Il existe bien un sens à partir duquel notre avenir dépend de la technique dans la mesure où il dépend effectivement d’elle que nous n’en ayons aucun et que nous disparaissions, soit brutalement (guerre nucléaire) soit « humainement » en abandonnant totalement à des programmes et des algorithmes nos capacités d’analyse, de délibération  et de décision, en renonçant à cette âme réflexive et contemplative qui constitue selon Aristote, Platon, Plotin, Bergson, et finalement la plupart des philosophes, notre caractéristique essentielle, fondatrice, structurelle. Pour Sophocle, être humain, c’est justement intercaler entre ce dont la technique nous rend capables et nos actions réelles une marge de manœuvre politique.
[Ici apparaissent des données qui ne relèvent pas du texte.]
PR #490, opened 2024-07-23
Engague the OhShitStore based on the f3Base, not the head

Stebalien:
The certstore stores the _base_ power table, not "future" power tables. So we need to keep EC power tables around until we've passed the instance lookback.

Also, fix an issue in the certstore where we were storing power tables one epoch after we should have.

### DIFF
--- a/certstore/certstore.go
+++ b/certstore/certstore.go
@@ -297,7 +297,7 @@ func (cs *Store) GetPowerTable(ctx context.Context, instance uint64) (gpbft.Powe
 
 	powerTable, err := cs.readPowerTable(ctx, startInstance)
 	if err != nil {
-		return nil, fmt.Errorf("failed fo find expected power table for instance %d: %w", startInstance, err)
+		return nil, fmt.Errorf("failed to find expected power table for instance %d: %w", startInstance, err)
 	}
 	if startInstance == instance {
 		return powerTable, nil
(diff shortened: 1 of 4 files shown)


Stebalien:
(consider merging by rebase)

certstore/certstore.go
```diff
@@ -389,8 +389,9 @@ func (cs *Store) Put(ctx context.Context, cert *certs.FinalityCertificate) error
 		return fmt.Errorf("putting the cert: %w", err)
 	}
 
-	if cert.GPBFTInstance%cs.powerTableFrequency == 0 {
-		if err := cs.putPowerTable(ctx, cert.GPBFTInstance, cs.latestPowerTable); err != nil {
+	// The new power table is the power table to validate the _next_ instance.
+	if (cert.GPBFTInstance+1)%cs.powerTableFrequency == 0 {
+		if err := cs.putPowerTable(ctx, cert.GPBFTInstance+1, newPowerTable); err != nil {
```
Kubuxu, line 394: The fact that this has been here for so long makes me slightly unsure of f3 with changing power table.

Kubuxu (approved):

certstore/certstore.go
Stebalien: So, the power table _diff_ was correct. The issue was that we were storing it at the wrong time. But yeah, the current tests _should_ catch this (I plan on looking into it today).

Nous avons techniquement libéré le potentiel de destruction présent dans la matière. Le 16 juillet 1945, assistant à la première détonation de la bombe nucléaire, Oppenheimer, considéré comme son père « définitif » (à partir des travaux d’Einstein) cita le verset le plus connu de la Baghavad Gita: « je suis désormais devenu la mort, le destructeur des mondes. » 




            Ce que cela signifie concrètement c’est que l’humanité crée en ce moment cette voie d’une espèce se développant « AVEC » la menace d’une destruction possible et totale de son existence, de la même façon qu’œuvrant sans cesse pour l’amélioration hors de toute mesure de leur confort (obésité exosomatique), les pays riches de la planète contribuent à la rendre inhabitable. Ce « chemin » que nous traçons est tout aussi improbable et dangereux que magnifique et glorieux, et, de fait, nous existons « encore ». Il nous faut croire à cette incroyable capacité de l’être humain à improviser ce que c’est qu’exister, et c’est précisément cela que désigne sa « nature » politique.  Par conséquent, notre avenir ne dépend pas de la technique mais de ce que nous en faisons politiquement.